Prodi Pendidikan Agama Islam / Madin B semester III
Sekolah Tinggi Agama Islam Muhammadiyah Tulungagung
Tulungagung

September 2014

KATA PENGANTAR
Puji syukur penulis panjatkan kehadirat Allah SWT atas limpahan rahmat-Nya sehingga penulis dapat menyelesaikan Makalah dengan judul Tafsir Bil Ma’tsur, Tafsir Bir Ra’yi Dan Tafsir Isyari” sebagai salah satu tugas yang harus diajukan untuk memenuhi sebagian syarat guna melaksanakan tugas mata kuliah Ulumul Qur’an II Sekolah Tinggi Agama Islam Muhammadiyah Tulungagung.
Pada kesempatan ini, penulis mengucapkan terimakasih kepada :
1.      Bapak Nurul Amin,M.Ag, Selaku ketua STAI Muhammadiyah Tulungagung
2.      Bapak Afiful Ikhwan, M.Pd.I., selaku dosen penganpu Ulumul Qur’an II, STAI Muhammadiyah Tulungagung
3.      Pihak-pihak terkait yang telah banyak membantu dalam penyelesaian Makalah  ini.
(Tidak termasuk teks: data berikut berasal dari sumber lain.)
PR #184, opened 2026-04-23
Add 'gen-types' command, along with scope, metadata and manifest generators

zerovox:
Adds metadata generators (generateModelMetadataFromSchema, generateScopeFromSchema), the schema gen-types CLI command that orchestrates all generators, and shared infrastructure (resolveSchemaChain, centralised naming conventions in runtimeSchema.ts). Every model gets version-specific write overloads on every VersionedDocRef version to prevent future fields from leaking through generic fallbacks.


packages/document-schema/type-gen/src/utils/schema/generateScopeFromSchema.ts
```diff
@@ -0,0 +1,287 @@
...
+
+  const latestVersion = chain[chain.length - 1]!.version;
+  const minVersion = minSupportedVersion ?? latestVersion;
+
+  // Filter to supported versions
+  const supportedVersions = chain.filter(v => v.version >= minVersion);
+
+  // Collect all model names from the latest schema
+  const latestSchema = chain[chain.length - 1]!.schema;
+  const allRecordNames: string[] = [];
```
yota88: `allRecordNames` and `allUnionNames` dead code?

packages/document-schema/type-gen/src/utils/schema/generateScopeFromSchema.ts
```diff
@@ -0,0 +1,287 @@
...
+  const allUnionNames: string[] = [];
+  const allModelNames: string[] = [];
+  for (const [exportName, item] of Object.entries(latestSchema)) {
+    if (isRecordSchema(item)) {
```
yota88: condense into 
`if (isRecordSchema(item) || isUnionSchema(item) {
    allModelNames.push....
}`

packages/document-schema/type-gen/src/utils/schema/generateScopeFromSchema.ts
```diff
@@ -0,0 +1,287 @@
...
+
+    // Also include unions that reference changed records
+    const changedModels = new Set(changedRecords);
+    for (const [exportName, item] of Object.entries(curr.schema)) {
+      if (isUnionSchema(item) && unionReferencesChangedModel(item, changedRecords, curr.schema)) {
+        changedModels.add(exportName);
+      }
+    }
+
+    changedModelsPerVersion.set(curr.version, changedModels);
```
yota88: is there a potential (maybe rare) leak here, where if we only include the changed models, then if we have unchanged models from v1 to v2, but then that model changed in v3, if you were writing to v2, you could technically write v3 field?

per Claude:
  When a v2 model is unchanged from v1 and falls through to the generic overload, data is typed using the latest (ModelData<M>) shape, not v2's shape. If v3 adds a field to that model, callers on v2 docs could now
  pass v3 fields through the generic overload and TS wouldn't catch it.

  Example: v1 = v2 { color }, v3 adds opacity. On a v2 doc:
  doc.updateRecord(shapeRef, { color: "red", opacity: 0.5 }); // passes!

  Because ModelData<typeof ShapeBoxModel> resolves to the model's latest type.

packages/document-schema/type-gen/src/utils/schema/generateScopeFromSchema.ts
```diff
@@ -0,0 +1,287 @@
...
+  return changed;
+}
+
+/**
+ * Generate versionedDocRef.ts from a versioned schema chain.
+ *
+ * Produces:
+ * - Per-version VersionedDocRef_vN interfaces extending DocumentRef<DocumentModel>
+ * - Union type VersionedDocRef = VersionedDocRef_v1 | VersionedDocRef_v2
+ * - createVersionedDocRef factory function
```
yota88: nit: seems like out of date `createVersionedDocRef` comment, replaced by `asVersioned`

packages/document-schema/type-gen/src/utils/schema/generateScopeFromSchema.ts
```diff
@@ -0,0 +1,287 @@
...
+ *
+ * The generated type extends DocumentRef so it can be used anywhere a DocumentRef
+ * is expected (reads, subscriptions, etc.) while adding version-specific overloads
+ * for write operations (updateRecord, setCollectionRecord, deleteRecord).
```
yota88: nit: remove `deleteRecord`

packages/document-schema/type-gen/src/utils/schema/generateScopeFromSchema.ts
zerovox: great catch, yeah, I think for correctness we should just include all models at each step

packages/document-schema/type-gen/src/utils/schema/runtimeSchema.ts
```diff
@@ -66,15 +60,46 @@ export function isUnionSchema(item: RuntimeSchemaItem): item is RuntimeSchemaUni
   return item.type === SchemaDefKind.UNION && "variants" in item;
 }
 
-export function collectVersionedSchemaChain(input: SchemaDefinition): VersionedSchemaEntry[] {
```
zerovox, line 69: not sure why the diff is so messy, but I moved `collectVersionedSchemaChain` to a new file along with `resolveSchemaChain`

packages/document-schema/type-gen/src/utils/schema/generateScopeFromSchema.ts
```diff
@@ -0,0 +1,175 @@
...
+    `import type { DocumentRef, RecordId, RecordRef } from "@palantir/pack.document-schema.model-types";\n`;
+
+  // Import model types from models.ts
+  const modelImports = allModelNames.map(n => modelName(n));
+  const typeImportsFromModels = ["DocumentModel", ...modelImports];
+  output += `import type { ${typeImportsFromModels.join(", ")} } from "./models.js";\n`;
+
+  // Import per-version types
+  for (const { version } of supportedVersions) {
+    const versionSchema = chain.find(v => v.version === version)!.schema;
```
yota88: i think this is redundant and can just be destructured in the above, `for (const { version, schema: versionSchema } of supportedVersions`

packages/document-schema/type-gen/src/utils/schema/generateVersionedTypesFromSchema.ts
yota88: can address in follow-up PR, just want to note here: looks like "unknown" would parse as e.g. `unknown_v1` -> import { unknown_v1 }  from '/types_v1.ts' which doesn't exist. maybe throw instead on unknown?

packages/document-schema/type-gen/src/utils/schema/__tests__/__snapshots__/generateModelMetadataFromSchema/union-types.snap
```diff
@@ -0,0 +1,121 @@
...
+  ShapeRectangle: ShapeRectangleModel,
+  [Metadata]: {
+    version: 1,
+  },
+} as const satisfies DocumentSchema;
+
+export type DocumentModel = typeof DocumentModel;
+
+// ============================================================
+// schema-manifest.json
```
yota88: remind me how this manifest will be used by the backend? and it doesn't include the Union Model  `ShapeModel`, should this be added in the generator?

packages/document-schema/type-gen/src/utils/schema/generateModelMetadataFromSchema.ts
```diff
@@ -0,0 +1,268 @@
...
+ *
+ * @param schema - The schema definition (initial or versioned)
+ * @param minSupportedVersion - Minimum version this client supports (defaults to latest)
+ * @param options - Configuration for import paths
+ * @returns Object containing generated models.ts content and schema manifest JSON
+ */
+export function generateModelMetadataFromSchema(
+  schema: SchemaDefinition,
+  minSupportedVersion?: number,
+  options?: {
```
yota88: nit: the options parameter isn't used when called in the gen-types handler, is this necessary? we can just always use the defaults here right?

packages/document-schema/type-gen/src/utils/schema/__tests__/__snapshots__/generateModelMetadataFromSchema/union-types.snap
zerovox: Oh, yeah, this seems incomplete. Perhaps we just drop this for now - I think this was intended to be a direct path (e.g. during schema gen) for producing the schema we then pass to the BE (e.g. via CLI or in the asset), rather than having to re-parse the IR and emit from that.

zerovox: I'll strip it out, but curious for your thoughts on if it'd be cleaner to do it here in the future, rather than on the yaml IR? (maybe we can get rid of the yaml IR entirely then?)

packages/document-schema/type-gen/src/utils/schema/generateModelMetadataFromSchema.ts
zerovox: I think this was pattern matched on the version from `generateModelsFromIr`, but yeah, it's not clear to me why you'd want to customize this. I suppose for the old version, it was more coposable, you could have generated your other files into different locations. Since we're coming from a single place here it does seem redundant.

yota88 (approved):
awesome, just that options nit comment and looks good!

Dalam penuisan Makalah ini masih banyak terdapat kekurangan, oleh karena itu kritik dan saran yang bersifat membangun sangat diharapkan.
Semoga Makalah ini dapat bermanfaat bagi pembaca dan bermanfaat pula bagi dunia pendidikan khususnya pelaksanaan pembelajaran di STAI Muhammadiyah Tulungagung.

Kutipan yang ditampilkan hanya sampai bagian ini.